What did Ellen Rosenberg report in this Form 4 for AMICUS THERAPEUTICS (FOLD)?

The filing reports Chief Legal Officer Ellen Rosenberg disposing of her Amicus equity in connection with the BioMarin acquisition. It includes common stock and stock options cashed out at $14.50 per share, leaving no reported remaining Amicus holdings after the merger closed.

How many AMICUS THERAPEUTICS (FOLD) common shares did the CLO dispose of?

The filing lists 463,898 directly held Amicus common shares disposed of at $14.50 per share. It also notes 15,000 additional shares held indirectly by her spouse, which were likewise converted to cash as part of the BioMarin merger terms.

What happened to Ellen Rosenberg’s Amicus stock options in this Form 4 for FOLD?

Each reported Amicus stock option was cancelled at closing and converted into a cash right. The cash amount equals the excess of the $14.50 merger price over the option’s exercise price, multiplied by the number of option shares in that grant.

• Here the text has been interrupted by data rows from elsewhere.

PR #775, opened 2024-12-05
[16.0][ADD] payment_partner

etobella:
This module allows to set global and non global payment providers. Then, we can specify the non global providers on each partner.


payment_partner/README.rst
```diff
@@ -0,0 +1,88 @@
...
+**Table of contents**
+
+.. contents::
+   :local:
+
+Usage
+=====
+
+1. Access the Payment Providers page
+2. Unset the is global selector
```
luisDIXMIT, line 42:
```suggestion
2. Set filter mode to Include or Exclude
```
If filter mode is unset or set to global we can't do the next step because partners field will be invisible

luisDIXMIT (approved):
Tested functionally on local and LGTM. Only one minor suggestion.

flotho (approved):
awesome feature, thanks
code reviwe,
LGTM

Were Ellen Rosenberg’s Amicus stock options vested before the BioMarin merger?

The footnotes state that each Amicus stock option reported was fully vested. They also clarify that certain options vested in full upon consummation of the merger, ensuring all such awards were eligible for cash-out treatment at the $14.50 per-share merger price.

Does this AMICUS THERAPEUTICS (FOLD) Form 4 show any remaining holdings after the merger?

No remaining holdings are shown. For each common stock and option entry, total_shares_following_transaction is listed as zero, and the derivativeSummary is empty, indicating no reported Amicus common shares or stock options remained after the BioMarin acquisition closed.

How are restricted stock units mentioned in this AMICUS THERAPEUTICS (FOLD) Form 4?

A footnote explains that the reported securities disposed of in the merger included 311,410 shares of Amicus common stock and 152,488 restricted stock units, which vested in full upon consummation of the BioMarin merger before being converted into cash consideration.